Alamos Gold ve Doğu Biga Madencilik 13 Ekim 2021 tarihinde Kirazlı’dan tamamen tahliye edildi.
Ancak üstünden bir yıl geçmesine rağmen, sebep olunan zararlar, kanuni yaptırımları olmasına karşın, resmi olarak CİMER iletişim yolu ile “rehabilitasyon çalışmaları planlama dahilinde devam etmektedir” denildiği halde, Eko-Kırım sahasında hala hiç bir çalışma başlatılmamıştır.
350 bin ağacın katledildiği alan, katledilen ağaçların “bedeli olarak” tahsil edilen 5 milyon USD, saha çalışmaları sırasında peşinen tahsil edildiği halde, rehabilitasyon bütçesi varken neden başlamamaktadır?
Kamuoyu önünde, yani halkın, milyonlarca insanın önünde, Haluk Levent’e Tarım ve Orman bakanının verdiği söz neden tutulmamaktadır?
Neden Sayısız kez Orman Bakanlığı’na yaptığımız başvurulara ve sorularımıza, açık ve net yanıtlar alamıyoruz?
Buradan bir kez daha sesleniyoruz:
Kazdağları’nın kaybedecek vakti yok!
Orman Bakanlığı görevini yerine getirmeli, Eko-Kırım alanı olarak tarihe geçmiş Kirazlı maden sahası acilen bilimsel ve ekolojik yöntemlerle rehabilite edilmelidir.

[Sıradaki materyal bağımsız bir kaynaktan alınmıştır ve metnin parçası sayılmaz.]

PR #157, opened 2024-03-26
fix: allow FQDNs as controlPlaneEndpoint

### LINKED ISSUE #153: `ProxmoxCluster.spec.controlPlaneEndpoint.host` does not accept FQDNs
As we discovered today, `ProxmoxCluster.spec.controlPlaneEndpoint.host` does not accept FQDNs, while CAPI's `Cluster` CR accepts them and, with disabled validation on our end, it also works just fine.

We should address this issue, by, as discussed, checking if the provided value is a FQDN, if resolve it and then continue with the validation using it's returned records.

pborn-ionos:
*Issue #, if available:*
fixes #153

*Description of changes:*
Checks if the passed `controlPlaneEndpoint.host` is a resolvable FQDN, and if true, uses the IP from it for further validation.

*Testing performed:*
See chat.

### DIFF
--- a/internal/webhook/proxmoxcluster_webhook.go
+++ b/internal/webhook/proxmoxcluster_webhook.go
@@ -20,8 +20,8 @@ package webhook
 import (
 	"context"
 	"fmt"
-	"net"
 	"net/netip"
+	"regexp"
 	"strings"
 
 	infrav1 "github.com/ionos-cloud/cluster-api-provider-proxmox/api/v1alpha1"
@@ -64,7 +64,7 @@ func (*ProxmoxCluster) ValidateCreate(_ context.Context, obj runtime.Object) (wa
 		return warnings, err
 	}
 
-	if err := validateIPs(cluster); err != nil {
+	if err := validateControlPlaneEndpoint(cluster); err != nil {
 		warnings = append(warnings, fmt.Sprintf("cannot create proxmox cluster %s", cluster.GetName()))
 		return warnings, err
 	}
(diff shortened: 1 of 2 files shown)


65278 (commented):
This works, but is a bit awkward. Since we agreed that I'll be taking over, no further action is required.

A couple of remarks:
 - `isValidFQDN` is actually a test if a hostname resolves, and has nothing to do with FQDNs. There's no requirement on a hostname needing to be an FQDN to be valid.
 - You can resolve hostnames which are illegal as actual hostnames. As an example, `_acme-challenge.your.domain` is valid to resolve, but not a hostname. This is useful for text type records.
 - We're now implicitly depending on endpointHostIP not returning square brackets. I don't think this assumption holds

mcbenjemaa:
I have tested ipv6, but it doesn't work for proxmoxcluster. But the cluster was created successfully

```
cluster.cluster.x-k8s.io/test-dev created
  1 err  kind-vault-onboard kube 
Warning: cannot create proxmox cluster test-dev
The ProxmoxCluster "test-dev" is invalid: spec.controlplaneEndpoint: Invalid value: "[2a01:c23:61ce:d200::ff6:99bf:cf43]": provided endpoint address is not a valid IP or FQDN

```


also when i put a hostname in the controlplaneendpoint, it works for cluster but not for ProxmoxCluster.


those cases don't work:

- `test.example.com`
- `test-dev`
- `"[2a01:c23:61ce:d200::ff6:99bf:cf43]"`
- `"nginx.nginx.svc.cluster.local"`

mcbenjemaa:
CAPI doesn't have any validation for this field, i think you can omit validation for the host.

mcbenjemaa:
We keep validations of IPs of the ipam, and the validation of collides with endpoint ip. 
and we omit all validation to the endpoint host.
let's just keep it simple. then capi will actually through an error if the endpoint is not correct.

wikkyk:
fixes #153

mcbenjemaa:
I have raised this PR, that will make cluster to fail if machine has failed cloud-init run

65278:
This is done here. The PR is rather small, a couple of naming changes and a function to detect hostnames.
We error if our target is not an ip or a valid hostname, otherwise anything goes.

wikkyk (approved):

Bu tarihi sorumluluk ilgili yasalarla da teminat altına alınmış bir yükümlülük ve zorunluluktur.
Bu konuda görevlerini yerine getirmeyen tüm ilgili ve sorumlu memurlar hakkında, yargı yoluyla hesap soracağımızdan ve bu konunun takipçisi olacağımızdan kimsenin şüphesi olmasın.
Yargı bazen yavaş işler ama mutlaka işler.
Yapılan tüm bu hukuksuz ve sorumsuz girişimleri kayıt altına alıyor, kararlılıkla takip etmeye devam ediyoruz.
Günü geldiğinde bağımsız mahkemelerde ve hukuk önünde mutlaka mutlaka hesaplaşacağız.
Kazdağları tamamen koruma altına alınana kadar ve ekoloji yıkımları durana kadar, bilim ve akıl ile ilkeli ve kararlı bir şekilde doğal yaşamı koruma ve yaşatma mücadelemize devam edeceğiz.”